Querying data in CanDIG
Querying in CanDIG happens on the ‘Clinical & Genomic Search’ page, which is accessed by clicking the ‘Clinical & Genomic Search’ button in the header of the CanDIG Data Portal.
Aggregate vs Donor-level results
Section titled “Aggregate vs Donor-level results”Each user that can log into CanDIG may also have specific authorization for programs, either at their home node or at other nodes in the CanDIG network. The authorization status for a user determines what information is displayed to them in the data portal.
When a user performs a search using the filters in the sidebar, for programs they do not have authorization for, they will be displayed aggregated summary results in the Patient Data table and Data Visualization Charts, with any results returned with less than 10 donors censored to <10.
For any programs the user has authorization for, they will be displayed the exact number of donors matching the query as well as the full list of donors that match the query. The full metadata for these donors can be explored by clicking the donor row in the ‘Matching Patients’ table.
Filtering based on Clinical data
Section titled “Filtering based on Clinical data”Currently, users can filter data based on the following fields:
- node location
- program id
- treatment type
- tumour primary site
- systemic therapy drug name
- genomic data type
To perform a search based on these fields, simply select the desired filters then scroll to the top of the sidebar and click ‘Search’
Variant Search
Section titled “Variant Search”Donors can be filtered based on the presence of variants within particular regions of the genome. A user can either search for donors with with variants in a particular gene or a particular region by specifying the chromosome, start and end positions. After entering this information, a user just needs to scroll to the top of the sidebar and click ‘Search’. The genomic search parameters can be combined with the clinical characteristics discussed above.
What do the results mean?
Section titled “What do the results mean?”To avoid storing every record of every vcf file individually, CanDIG indexes the VCF files. When Variant Call Format (VCF) files are ingested, CanDIG indexes each VCF file by counting the number of variants within 10,000 base pair (10kbp) buckets along each chromosome. CanDIG stores these counts in a quick-search database to provide fast access to search results. When a genomic search is performed, CanDIG calculates which buckets are spanned by the search parameters. Then it queries the database to see which VCF files have records in those buckets. The estimated search returns these approximate counts directly. The following diagram illustrates this with a toy example:

In the example above, if a user searches for ‘gene 1’, the total variant count returned will be 18 (5+6+7), since the gene spans buckets 1-3, but it is possible that some of those variants are within buckets 1 and 3, but not within the span of the gene. If they searched using the coordinates given for the positional search, they would be returned 21 (5+6+7+3) because the search spans buckets 1-4. Again, it is possible that the results include variants that occur in the span 0-7499 and 33001-40000.

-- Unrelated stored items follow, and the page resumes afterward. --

PR #459, opened 2024-01-04
Use the function to set the IP address

peterharperuk:
In access point example


peterharperuk:
Depends on https://github.com/raspberrypi/pico-sdk/pull/1424

kilograham (approved):

PR #460, opened 2024-01-05
Remove duplicate FreeRTOSConfig.h files

peterharperuk:
Include FreeRTOSConfig_examples_common.h, similar to what we do for lwipopts.h


pico_w/wifi/freertos/FreeRTOSConfig_examples_common.h
```diff
@@ -0,0 +1,145 @@
...
+#define configTIMER_TASK_STACK_DEPTH            1024
+
+/* Interrupt nesting behaviour configuration. */
+/*
+#define configKERNEL_INTERRUPT_PRIORITY         [dependent of processor]
+#define configMAX_SYSCALL_INTERRUPT_PRIORITY    [dependent on processor and application]
+#define configMAX_API_CALL_INTERRUPT_PRIORITY   [dependent on processor and application]
+*/
+
+#if FREE_RTOS_KERNEL_SMP // set by the RP2040 SMP port of FreeRTOS
```
eamars, line 105: Should this line be removed too? I don't see where this macro is defined.

peterharperuk: I see this being set in FreeRTOS-Kernel/portable/ThirdParty/GCC/RP2040/library.cmake
So I think the answer is no.

PR #463, opened 2024-01-17
Some audio fixes

peterharperuk:
If you initialise audio twice it fails
Initialise the gpios used


peterharperuk:
Seems to be a duplicate

PR #465, opened 2024-01-20
Add extern "C" to isr_usbctrl in dev_lowlevel

supsm:
The USB dev_lowlevel example silently fails in C++ because `isr_usbctrl` is name-mangled and therefore not registered as an interrupt handler. This PR adds `extern "C"` to use C linkage for this function and allow compiling as C++.  

It is certainly not the prettiest, but it is necessary for correct behavior (with C++ linkage, none of the host's packets are responded to and the device is useless). The alternative to this is to manually specify `irq_set_exclusive_handler`, probably within `usb_device_init`. The pico-sdk advertises itself as C/C++, so C++ compatibility should be taken into consideration in its examples.

### DIFF
--- a/usb/device/dev_lowlevel/dev_lowlevel.c
+++ b/usb/device/dev_lowlevel/dev_lowlevel.c
@@ -489,6 +489,9 @@ static void usb_handle_buff_status() {
  *
  */
 /// \tag::isr_setup_packet[]
+#ifdef __cplusplus
+extern "C" {
+#endif
 void isr_usbctrl(void) {
     // USB interrupt handler
     uint32_t status = usb_hw->ints;
@@ -520,6 +523,9 @@ void isr_usbctrl(void) {
         panic("Unhandled IRQ 0x%x\n", (uint) (status ^ handled));
     }
 }
+#ifdef __cplusplus
+}
+#endif
 
 /**
  * @brief EP0 in transfer complete. Either finish the SET_ADDRESS process, or receive a zero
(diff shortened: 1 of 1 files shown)


peterharperuk (approved):

usb/device/dev_lowlevel/dev_lowlevel.c
```diff
@@ -489,6 +489,9 @@ static void usb_handle_buff_status() {
  *
  */
 /// \tag::isr_setup_packet[]
+#ifdef __cplusplus
+extern "C" {
+#endif
```
lurch, line 494: Should this snippet be moved **above** the `/// \tag::isr_setup_packet[]` line? I don't think we want this `#ifdef` stuff appearing in section 4.1.3.2.3. of https://datasheets.raspberrypi.com/rp2040/rp2040-datasheet.pdf ?

peterharperuk (changes requested):
See comment from @lurch

kilograham:
I'm not sure I understand why/how are you trying to compile this example as C++.(or what you mean by it).

usb/device/dev_lowlevel/dev_lowlevel.c
supsm: I wasn't aware of what that did. It should be fixed now.

peterharperuk: Me neither!

supsm:
> I'm not sure I understand why/how are you trying to compile this example as C++

I initially saved the file as .cpp to modify it in a more familiar language (not realizing isr_usbctrl is a special function). I suspect other developers may also attempt to unsuccessfully incorporate isr_usbctrl into C++ code.

supsm:
Is there any update on this pr? I have already made the requested changes.

peterharperuk (approved):

PR #440, opened 2023-11-29
[Bugfix] Refracture not working `dht.c` Example

hasenradball:
# Refracture `dht.c` Example
- improve functionality
- add constants for:
  - Timeout Error
  - Checksum Error
  - Read OK

This code is adapted to the Pico c files and was mainly taken from here:
[AM2302-sensor](https://github.com/hasenradball/AM2302-Sensor)
  
  ## Tested 
  Code is tesed on Arduino NANO, ESP8266, and also on Pi Pico 

### Screeshot
2023-11-29-223802_1920x1200_scrot

PR #485, opened 2024-03-28
fix dht.c error: can read data from DHT 11

ZhongUncle:
Hello,
I notice when I use the example `gpio/dht_sensor` in right way, Pico can't read data from DHT11. It toke a night and after reading datasheet [https://www.mouser.com/datasheet/2/758/DHT11-Technical-Data-Sheet-Translated-Version-1143054.pdf](https://www.mouser.com/datasheet/2/758/DHT11-Technical-Data-Sheet-Translated-Version-1143054.pdf), I find this error according 2 errors:
1. In Line 49~53, it doesn't set high signal in some time.
2. In Line 73, the range of `count` (accumulated time) is 26～28, so need a number larger than 28, I choose 35 for redundancy.
 
This is first time I find this error [[Why DHT11 not work after some times using C in pico - Raspberry Pi Forums](https://forums.raspberrypi.com/viewtopic.php?t=355462#p2130252)](https://forums.raspberrypi.com/viewtopic.php?t=355462l), in this post, I use USB and minicom on Mac.

Recently, I buy a Raspberry Pi 4B to re-test this error following the document [Raspberry Pi Pico C/C++ SDK](https://datasheets.raspberrypi.com/pico/raspberry-pi-pico-c-sdk.pdf) by UART, this error still exists. It displays:

截屏2024-03-28 23 07 16

The print's dislocation may be according to I ssh to raspberry pi. But the data from DHT11  also are `0`, and print `Bad data`.

After fixing, it displays:
截屏2024-03-28 23 30 45

It works well.

### DIFF
--- a/gpio/dht_sensor/dht.c
+++ b/gpio/dht_sensor/dht.c
@@ -48,8 +48,12 @@ void read_from_dht(dht_reading *result) {
 
     gpio_set_dir(DHT_PIN, GPIO_OUT);
     gpio_put(DHT_PIN, 0);
-    sleep_ms(20);
+    sleep_ms(18);
+    gpio_put(DHT_PIN,1);
+    sleep_us(40);
+    
     gpio_set_dir(DHT_PIN, GPIO_IN);
+    
 
 #ifdef LED_PIN
     gpio_put(LED_PIN, 1);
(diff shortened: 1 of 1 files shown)


hasenradball:
@ZhongUncle have a look at:

I completly reworked this example, see: 

a) PR #440
b) PR #450 
c) https://github.com/hasenradball/AM2302-Sensor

If a full search is requested, CanDIG will then use those estimated results to fetch the relevant record chunks from the vcf files and return those, along with Beacon-style variant results. As this query can take some time to complete, it is an asynchronous process and a user needs to check back to get the full results.
To perform a full search, simply call the search endpoint with the query parameter fullSearch=true enabled. The result will include a beaconResultUrl, which can be refreshed and will return the status of the search while it is in the queue or being performed. After the search is complete, the url will link to the full Beacon search results.
Downloading data
Section titled “Downloading data”Users with authorization for specific programs can download clinical data and variant data using the candig download client. See the candigv2-download-client for instructions on how to use this tool.